This is very much a post-Arab Spring speech and though he offers obligatory praise of that over-hyped phenomenon, the lessons he has drawn from its failure make for a changed perspective.
How changed? Blair endorses the Egyptian popular overthrow of the Muslim Brotherhood and urges support for the new government within the larger context of "supporting and assisting" those who take on "Iran and the Muslim Brotherhood".
That's an impossible position in Washington D.C., but it emerges naturally out of an understanding that democracy isn't enough and that an Islamist political victory inherently dismantles democracy.
"Islamist ideology", Blair says, has an "exclusivist" ultimate goal, which is "not a society which someone else can change after winning an election". The Muslim Brotherhood and terrorist groups, he says, are both part of an "overall ideology" in which "such extremism can take root". They are all totalitarian group that differ on "how to achieve the goals of Islamism" rather than on "what those goals are."
Democracy is downright destructive in a political landscape in which Islamic political forces compete. Instead Blair's new doctrine replaces democracy with religious freedom.
The former British Prime Minister calls for supporting "the principles of religious freedom and open, rule based economies. It means helping those countries whose people wish to embrace those principles to achieve them. Where there has been revolution, we should be on the side of those who support those principles and opposed to those who would thwart them."
That position, Blair continues, leads him to support the Egyptian uprising against the Muslim Brotherhood and even interim Assad rule until a final agreement is concluded.
While that may not seem like much, imagine the last 15 years if the obsession with using democracy to replace dictatorships had instead been turned to promoting religious freedom at the expense of Islamic rule. Imagine if we made tolerance for Christians and other religious minorities into the defining line instead of the meaningless one of holding majority rule Muslim elections.
The Blair Doctrine surgically replaces democracy with religious freedom while leaving the larger worldview so common in European and American political circles untouched so that it does not seem like a shift, but a natural adaptation to the failures of the Arab Spring.
Blair cannot and will not say that the problem with democracy in countries with an Islamic majority is the tyranny of the majority, nor does he ever use the word 'secularism', and his rhetoric is largely dependent on assumptions made in the aftermath of the Cold War by a comfortable West.
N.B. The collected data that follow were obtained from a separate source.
PR #39, opened 2022-11-01
Eahw 589 input day after start time

JWeston-HO:
This PR also covers EAHW-1724. 
It contains the logic to add text and date to the screen when the user enters a finish time that is numerically before the start time. It will now assume this  finish time is on the next day and persist data accordingly. 

Added text added to the screen.
 
image

image

### DIFF
--- a/src/components/common/validation/time-format/ValidatedTimeEntry.jsx
+++ b/src/components/common/validation/time-format/ValidatedTimeEntry.jsx
@@ -15,7 +15,6 @@ const ValidatedTimeEntry = ({
   timeEntry,
   timeEntriesIndex,
 }) => {
-
   const { timeEntries, setTimeEntries } = useTimecardContext();
 
   const setFinishTimeText = () => {
--- a/src/components/common/validation/time-format/ValidatedTimeEntry.jsx
+++ b/src/components/common/validation/time-format/ValidatedTimeEntry.jsx
@@ -69,7 +69,6 @@ export default ValidatedTimeEntry;
 ValidatedTimeEntry.propTypes = {
   name: PropTypes.string.isRequired,
   timeType: PropTypes.string.isRequired,
-  timeIndetifier: PropTypes.string.isRequired,
   errors: PropTypes.object.isRequired,
   defaultValue: PropTypes.string,
   register: PropTypes.any.isRequired,
--- a/src/components/common/validation/time-format/ValidatedTimeEntry.jsx
+++ b/src/components/common/validation/time-format/ValidatedTimeEntry.jsx
@@ -18,13 +18,11 @@ const ValidatedTimeEntry = ({
   }, [formState]);
 
   const isFinishTimeNextDay = () => {
-    if (document.getElementById(`${name}-finish-time`)) {
-      var finishTimeValue = document.getElementById(
-        `${name}-finish-time`
-      ).value;
+    if (document.getElementById(`shift-finish-time`)) {
+      var finishTimeValue = document.getElementById(`shift-finish-time`).value;
     }
-    if (document.getElementById(`${name}-start-time`)) {
-      var startTimeValue = document.getElementById(`${name}-start-time`).value;
+    if (document.getElementById(`shift-start-time`)) {
+      var startTimeValue = document.getElementById(`shift-start-time`).value;
     }
     var answer = calculateFinishTimeOnNextDay(startTimeValue, finishTimeValue);
 
@@ -71,6 +69,7 @@ export default ValidatedTimeEntry;
 ValidatedTimeEntry.propTypes = {
   name: PropTypes.string.isRequired,
   timeType: PropTypes.string.isRequired,
+  timeIndetifier: PropTypes.string.isRequired,
   errors: PropTypes.object.isRequired,
   defaultValue: PropTypes.string,
   register: PropTypes.any.isRequired,
--- a/src/components/common/validation/time-format/ValidatedTimeEntry.jsx
+++ b/src/components/common/validation/time-format/ValidatedTimeEntry.jsx
@@ -1,5 +1,4 @@
 import PropTypes from 'prop-types';
-import { useEffect } from 'react';
 import { useTimecardContext } from '../../../../context/TimecardContext';
 import { deepCloneJson } from '../../../../utils/common-utils/common-utils';
 import { ContextTimeEntry } from '../../../../utils/time-entry-utils/ContextTimeEntry';
@@ -12,7 +11,6 @@ const ValidatedTimeEntry = ({
   defaultValue,
   register,
   isRequired,
-  formState,
   getValues,
   timeEntry,
   timeEntriesIndex,
@@ -20,10 +18,6 @@ const ValidatedTimeEntry = ({
   const errorMessage = `You must enter a ${timeType} in the HH:MM 24 hour clock format`;
 
   const { timeEntries, setTimeEntries } = useTimecardContext();
-
-  useEffect(() => {
-    setFinishTimeText();
-  }, [formState]);
 
   const setFinishTimeText = () => {
     const startTimeValue = getValues('shift-start-time');
--- a/src/components/common/validation/time-format/ValidatedTimeEntry.jsx
+++ b/src/components/common/validation/time-format/ValidatedTimeEntry.jsx
@@ -29,7 +29,7 @@ const ValidatedTimeEntry = ({
     if (document.getElementById('end-next-day')) {
       if (answer >= 1) {
         document.getElementById('end-next-day').innerHTML =
-          'Shift ending on next day';
+          'Finishes on next day';
       } else {
         document.getElementById('end-next-day').innerHTML = '';
       }
--- a/src/components/common/validation/time-format/ValidatedTimeEntry.jsx
+++ b/src/components/common/validation/time-format/ValidatedTimeEntry.jsx
@@ -1,6 +1,9 @@
 import PropTypes from 'prop-types';
 import { useEffect } from 'react';
-import { calculateFinishTimeOnNextDay } from '../../../../utils/time-entry-utils/timeEntryUtils';
+import { useTimecardContext } from '../../../../context/TimecardContext';
+import { deepCloneJson } from '../../../../utils/common-utils/common-utils';
+import { ContextTimeEntry } from '../../../../utils/time-entry-utils/ContextTimeEntry';
+import { isFinishTimeOnNextDay } from '../../../../utils/time-entry-utils/timeEntryUtils';
 
 const ValidatedTimeEntry = ({
   name,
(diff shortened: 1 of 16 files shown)


src/components/timecard/edit-shift-hours/EditShiftHours.spec.jsx
```diff
@@ -72,7 +72,7 @@ describe('EditShiftHours', () => {
 
     it('should call updateTimeEntry when pressing save when there is an existing time entry', async () => {
       const timeEntryId = '1';
-      const inputtedEndTime = '06:00';
+      const inputtedEndTime = '10:00';
```
LaurieBennett, line 75: Is there a reason for this test update?

src/utils/time-entry-utils/timeEntryUtils.js
```diff
@@ -32,3 +32,15 @@ export const removeTimecardContextEntry = (
   newTimeEntries.splice(removeAtIndex, 1);
   setTimeEntries(newTimeEntries);
 };
+
+export const calculateFinishTimeOnNextDay = (
+  startTimeValue,
+  finishTimeValue
+) => {
+  if (startTimeValue && finishTimeValue) {
+    return Math.floor(
```
daleelR, line 41: I'm assuming the purpose of this function is to determine if the finish time is on the next day.
It looks like we're doing some sort of manual conversion of the time values here to get that result.
If so, we should make use of the dayJs library to greatly simplify this operation and return a boolean instead.

LaurieBennett (changes requested):
We seem to be calculating whether the finish date is on another day multiple times, can we calculate this once and pass it down instead? I understand the onBlur probably needs to stay though, but can we pass down a method instead?

src/components/timecard/edit-shift-timecard/EditShiftTimecard.jsx
```diff
@@ -35,6 +35,14 @@ const EditShiftTimecard = ({ timeEntry, timeEntriesIndex }) => {
     });
   };
 
+  // const isFinishTimeNextDay = (startTimeValue, finishTimeValue) => {
```
daleelR, line 38: this function name suggests it's returning a boolean when in fact its giving us the output text.
Could we either change the function name, or move the display text into the jsx.

src/utils/time-entry-utils/ContextTimeEntry.js
```diff
@@ -39,6 +48,11 @@ export class ContextTimeEntry {
     return this;
   }
 
+  setFinishDate(finishDate) {
+    this.finishDate = finishDate;
+    return this;
+  }
```
joannafawl, line 54: Do we need a finish date? `finishTime` is a dateTime, so we previously decided to get rid of it

src/components/timecard/edit-shift-hours/EditShiftHours.jsx
```diff
@@ -50,6 +51,18 @@ const EditShiftHours = ({
     setSummaryErrors(errorFields);
   };
 
+  const isFinishTimeNextDay = (
```
daleelR, line 54: Simmilar comment here on the function naming. The name suggests a boolean return value, but it's returning a date.

src/components/timecard/edit-shift-hours/EditShiftHours.jsx
```diff
@@ -85,8 +98,18 @@ const EditShiftHours = ({
     );
 
     const endTime = formData[`${inputName}-finish-time`] || null;
+    var actualEndDate = formatDate(timecardDate);
```
daleelR, line 101: we should avoid using `var `where not necessary as it's function scoped. 
might need to use `let `as it's reassigned a value on ln 104

src/components/common/validation/time-format/ValidatedTimeEntry.spec.jsx
```diff
@@ -6,8 +6,8 @@ describe('ValidatedTimeEntry', () => {
   it('should render correctly', () => {
     const component = render(
       <ValidatedTimeEntry
-        name="start-time"
-        timeType="start time"
+        name="shift-finish-time"
```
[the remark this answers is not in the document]
JWeston-HO: Another test has been added

src/utils/time-entry-utils/timeEntryUtils.js
```diff
@@ -37,14 +40,11 @@ export const removeTimecardContextEntry = (
...
-) => {
+export const isFinishTimeOnNextDay = (startTimeValue, finishTimeValue) => {
   if (startTimeValue && finishTimeValue) {
-    return Math.floor(
-      parseFloat(startTimeValue.replace(/:/g, '.')).toFixed(2) /
-        parseFloat(finishTimeValue.replace(/:/g, '.')).toFixed(2)
-    );
+    return dayjs(
+      dayjs().format('YYYY-MM-DD') + '' + finishTimeValue
+    ).isSameOrBefore(dayjs(dayjs().format('YYYY-MM-DD') + '' + startTimeValue));
```
daleelR, line 47: I think this can be further cut down to the following by using the existing formatDate util function

```suggestion
    return dayjs(formatDate(dayjs()) + finishTimeValue).isSameOrBefore(
      dayjs(formatDate(dayjs()) + startTimeValue)
    );
```

src/components/common/validation/time-format/ValidatedTimeEntry.jsx
```diff
@@ -9,32 +11,26 @@ const ValidatedTimeEntry = ({
...
 
-    if (document.getElementById('end-next-day')) {
-      if (answer >= 1) {
-        document.getElementById('end-next-day').innerHTML =
-          'Finishes on next day';
-      } else {
-        document.getElementById('end-next-day').innerHTML = '';
-      }
-    }
+    let answer = isFinishTimeOnNextDay(startTimeValue, finishTimeValue);
```
daleelR, line 27: This should be declared as const as we won't be changing it value, and also needs a meaningful name.
Or we could just pass this function call directly into line 30.

src/components/timecard/start-finish-time-input/StartFinishTimeInput.jsx
```diff
@@ -8,6 +8,9 @@ const StartFinishTimeInput = ({
   errors,
   startTimeValue,
   finishTimeValue,
+  getValues,
```
daleelR, line 11: this `getValues` name is passed down all the way through to the `ValidateTimeEntry` component and from the context of this component and the child ones `getValues` doesn't provide much meaning. 
I think the prop should be named to something that tells us what kind of values it's getting. e.g. `getFormValues` (and apply to child components too).

src/components/timecard/edit-shift-hours/EditShiftHours.jsx
```diff
@@ -51,12 +51,8 @@ const EditShiftHours = ({
     setSummaryErrors(errorFields);
   };
 
-  const isFinishTimeNextDay = (
-    actualStartTime,
-    actualEndTime,
-    actualStartDate
-  ) => {
-    if (calculateFinishTimeOnNextDay(actualStartTime, actualEndTime) >= 1) {
+  const setFinishTimeDate = (actualStartDate) => {
```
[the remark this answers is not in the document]
JWeston-HO: we are setting the actualEndDate Ln 96. We kinda get the finishNextDay context variable. But use that to set the date to persist.

src/components/common/validation/time-format/ValidatedTimeEntry.jsx
```diff
@@ -42,8 +69,11 @@ export default ValidatedTimeEntry;
 ValidatedTimeEntry.propTypes = {
   name: PropTypes.string.isRequired,
   timeType: PropTypes.string.isRequired,
+  timeIndetifier: PropTypes.string.isRequired,
   errors: PropTypes.object.isRequired,
   defaultValue: PropTypes.string,
   register: PropTypes.any.isRequired,
   isRequired: PropTypes.bool,
+  formState: PropTypes.any,
+  onBlur: PropTypes.bool,
```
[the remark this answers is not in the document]
JWeston-HO: These have been removed

src/components/common/validation/time-format/ValidatedTimeEntry.jsx
```diff
@@ -7,8 +9,32 @@ const ValidatedTimeEntry = ({
...
 }) => {
   const errorMessage = `You must enter a ${timeType} in the HH:MM 24 hour clock format`;
+
+  useEffect(() => {
+    isFinishTimeNextDay();
+  }, [formState]);
+
+  const isFinishTimeNextDay = () => {
+    if (document.getElementById(`shift-finish-time`)) {
+      var finishTimeValue = document.getElementById(`shift-finish-time`).value;
```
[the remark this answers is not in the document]
JWeston-HO: This line has now been removed

src/components/common/validation/time-format/ValidatedTimeEntry.jsx
```diff
@@ -7,8 +9,32 @@ const ValidatedTimeEntry = ({
...
+    }
+    if (document.getElementById(`shift-start-time`)) {
+      var startTimeValue = document.getElementById(`shift-start-time`).value;
```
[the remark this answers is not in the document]
JWeston-HO: This line has now been removed

src/components/timecard/edit-shift-hours/EditShiftHours.spec.jsx
JWeston-HO: Reverted

src/components/timecard/edit-shift-hours/EditShiftHours.jsx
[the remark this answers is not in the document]
daleelR: yeah we're setting a value to `actualEndDate` on ln 96 but that is just a return value from `setFinishTimeDate`.
But here on line 54 the current function name should describe what it's implementation does and currently it's implementation doesn't set anything.
The `actualStartDate` param remains unchanged, and no state is changed either.

src/utils/time-entry-utils/timeEntryUtils.spec.js
```diff
@@ -43,4 +44,34 @@ describe('timeEntryUtils', () => {
     removeTimecardContextEntry(existingTimeEntries, mockSetTimeEntries, 1);
     expect(mockSetTimeEntries).toHaveBeenCalledWith([timeEntry1]);
   });
+
+  describe('isFinishTimeOnNextDay', () => {
+    it('should return true when finish time is before start time', async () => {
+      const startTime = '12:03';
+      const finishTime = '01:01';
```
daleelR, line 51: Can we make this more of a boundary test to test the latest time it can possibly be to be considered the next day. E.g. one minute before start time.
Then maybe another simmilar one which is the same time as the start time which would also return true.
```suggestion
      const finishTime = '12:02';
```

src/utils/time-entry-utils/timeEntryUtils.spec.js
```diff
@@ -43,4 +44,34 @@ describe('timeEntryUtils', () => {
...
+
```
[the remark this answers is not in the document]
JWeston-HO: Add more tests to cover

src/components/timecard/start-finish-time-input/StartFinishTimeInput.jsx
JWeston-HO: updated to getFormValues

src/components/timecard/edit-shift-hours/EditShiftHours.jsx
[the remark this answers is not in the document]
JWeston-HO: changed to get

src/components/timecard/start-finish-time-input/StartFinishTimeInput.jsx
```diff
@@ -91,11 +95,18 @@ const StartFinishTimeInput = ({
...
+              timeEntry={timeEntry}
+              timeEntriesIndex={timeEntriesIndex}
             />
           </div>
         </div>
+        <p
+          id="end-next-day"
+          className="govuk-hint govuk-grid-column-one-third govuk-!-padding-top-8 govuk-!-padding-right-0 govuk-!-padding-left-0"
+        >
+          {timeEntry.finishNextDay ? 'Finishes next day' : ''}
```
daleelR, line 108: Although the ticket description didn't mention any specific text, the mockup suggests the following text:

> Shift ending on next day

Perhaps worth a change..

JWeston-HO: See ticket 1724 - https://collaboration.homeoffice.gov.uk/jira/browse/EAHW-1724
I spoke with Olivia and confirmed her comment on that ticket to be correct.

src/components/common/validation/time-format/ValidatedTimeEntry.jsx
JWeston-HO: updated

src/components/timecard/start-finish-time-input/StartFinishTimeInput.jsx
daleelR: Ah yes, didn't see that comment.

LaurieBennett (approved):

He speaks positively of globalization, without conceding that the UK has a terrorism crisis largely because of it. He briefly mentions the export of 'radicalism' from the Middle East, but aside from the Muslim Brotherhood's growing power in Europe, he doesn't elaborate.
To a multicultural left that already embraces Burkas and FGM, his speech is rage fodder. But while Blair may have helped turn Islam into a problem in the UK, it's his foes on the left who have championed its worst aspects.
Tony Blair is no Geert Wilders and the UK's problem with Islam is in no small part of his making due to his government's immigration policies, but revolutionary ideas are more likely to be accepted from thoroughly establishment sources.
In his speech, Blair argues that reactionary Islamic rule is the problem, rather than mere tyranny. It's a shift that invalidates the entire political Islam movement behind the Arab Spring. And for all the many ways that he covers his tracks, subdividing Islam from Islamism, he does hold a nearly firm line on Islamic rule. That is a rarity in a world order which had come to embrace political Islam as the future.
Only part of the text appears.